In recent years it has become fashionable for business leaders to visit Silicon Valley, to meet and learn from the digital giants who have helped reshape entire industries — but this could be an exercise in futility.
“Save your money,” says Peter Sondergaard, executive vice president of research at Gartner. “Change doesn’t happen by going to Silicon Valley, although it can certainly provide inspiration. Digital transformation requires a series of fundamental changes in your organisation.”
“Will your leadership team stand up and manage through a period in which they will be constantly questioned? As leaders, you need to see your organisation through to the other side, to what Gartner calls the ‘plateau of productivity’,” he says.
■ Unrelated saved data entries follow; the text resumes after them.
PR #12231, opened 2022-09-06
Fix `Cmd.use_rawinput` type in debuggers

sobolevn:
Why is this an issue? In the example below:

```python
class Some:
   a = True
   b: bool = True
```

`a` and `b` have different semantics. Since `a` is initialized in a class body, tools like `mypy` assume it is a class attribute. Mypy also does inference its type to be `bool`, no annotation is needed.

But, `b` is different. It is annotated as an instance-level variable with a class-level default. (yeap, typing is a different world)

The same semantics `a = True` has can be specified by `a: ClassVar[bool] = True`, but I don't think it is worth it. Just removing type annotation is good enough.

Found in https://github.com/python/typeshed/pull/8692

### DIFF
--- a/jax/_src/debugger/cli_debugger.py
+++ b/jax/_src/debugger/cli_debugger.py
@@ -27,7 +27,7 @@ DebuggerFrame = debugger_core.DebuggerFrame
 class CliDebugger(cmd.Cmd):
   """A text-based debugger."""
   prompt = '(jdb) '
-  use_rawinput: bool = False
+  use_rawinput = False
 
   def __init__(self, frames: List[DebuggerFrame], thread_id,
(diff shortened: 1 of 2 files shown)


apaszke:
Do you have a link to the part of the Python typing docs that describes this behavior?

apaszke (commented):
The docs for `cmd` say:
> Instances of [Cmd](https://docs.python.org/3/library/cmd.html#cmd.Cmd) subclasses have some public instance variables:
> ...
> Cmd.use_rawinput
A flag, defaulting to true.

So those attributes do seem to be instance vars. Our type checkers don't seem to complain either, so I don't feel like this is a good change.

sharadmv:
I think this is now out-of-date due to https://github.com/google/jax/pull/14695.

PR #12232, opened 2022-09-06
Checkify: Remove some `err` <-not-> `pred` flipping.

LenaMartens:
Now all internal APIs deal in terms of errs (error thrown if True), and
only the check API takes a pred (error thrown if False).

This simplifies some of the internals, and will remove unnecessary ops.


mattjj (approved):
Yesssss so good.

PR #12239, opened 2022-09-06
Split State effect into Read/Write/Accum effects and tie them to Refs

sharadmv:
This change does two related, but somewhat orthogonal things.

1. We are adding in a "heap parameter" (see Haskell's ST monad and Dex's state effect) to our State effect. To do this, we are parameterizing the `StateEffect` via the `ShapedArrayRef` aval it happens to. This gives the type system more information about what effects are happening in a Jaxpr (we now have one effect per `Ref` we have, instead of one `StateEffect` for the whole jaxpr).
2. We are splitting up the `StateEffect` into a `Read/Write/AccumEffect`. The union of `Read/Write` is `State` as we commonly know it.

Why? 

1. Parameterizing the `StateEffect` with the `ShapedArrayRef` aval, i.e. a heap parameter, is needed for nesting stateful functions (like a nested for loop)_
2. Splitting up the state effect into read/write/accum this way enables us to perform optimizations more easily (e.g. hoisting loop invariant residuals) since we're exposing more information to transformations via the jaxpr type system. It also enables better lowerings (we can lower an `Accum` effect into an associative scan, for example).

Note that this also mirrors the breakdown of effect types in Dex as well.

Tracker: #10982

### DIFF
--- a/jax/_src/lax/control_flow/for_loop.py
+++ b/jax/_src/lax/control_flow/for_loop.py
@@ -51,7 +51,9 @@ T = TypeVar('T')
 class Ref(Generic[T]): pass
 Array = Any
 
-StateEffect = state.StateEffect
+ReadEffect = state.ReadEffect
+WriteEffect = state.WriteEffect
+AccumEffect = state.AccumEffect
 ShapedArrayRef = state.ShapedArrayRef
 ref_set = state.ref_set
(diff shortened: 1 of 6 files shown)


mattjj (approved):
Great description!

Speaking to an audience of board directors in Sydney, Australia, Sondergaard said that the concept of digital business would enter the “trough of disillusionment” within 12 to 18 months, as large parts of organisations become frustrated with the speed of change and rebel.
According to the 2017 Gartner CEO survey, 42% of enterprises plan to use digital technology to optimise the current business, not for transformation. Seventeen percent have no ambition for digital business at all.
Digital transformation is about making technology the core of your business, not the back office IT that runs your business today.
Most organisations, Sondergaard says, have very large digital projects underway, but have not changed the way the organisation behaves. They have not put digital at the core of their business.
He highlights a set of five fundamental changes that board directors need to make:
* Change the metrics. Gartner’s 2017 CEO survey found that more than half of CEOs have no metric for digital business transformation. How will you measure progress?
* Change how performance management is done. Today’s employees expect ongoing feedback and coaching. Old-style annual performance review cycles will result in the organisation losing agility as well as the talent it wants to retain.
* Change governance and decision making. Some governance processes are necessary due to the regulatory environment. However, every large organisation says it holds them back. Directors should ask if the current decision making processes will stack up in five years.
* Change your approach to security. Don’t treat security as a technology problem, but as a business problem. Set metrics that are leading indicators rather than “after the fact” once an incident has occurred. Adopt a continuous, adaptive risk and trust assessment approach for making decisions.
* Change financial management for projects. The business world is no longer defined by large scale multi-year projects with an end date. More flexible, performance based budget processes are needed for technology-based change.
Finally, directors and senior executives need to change the leadership mindset of the organisation. Digital is about leadership, culture and talent, says Sondergaard. How will you execute leadership transition at board and executive level?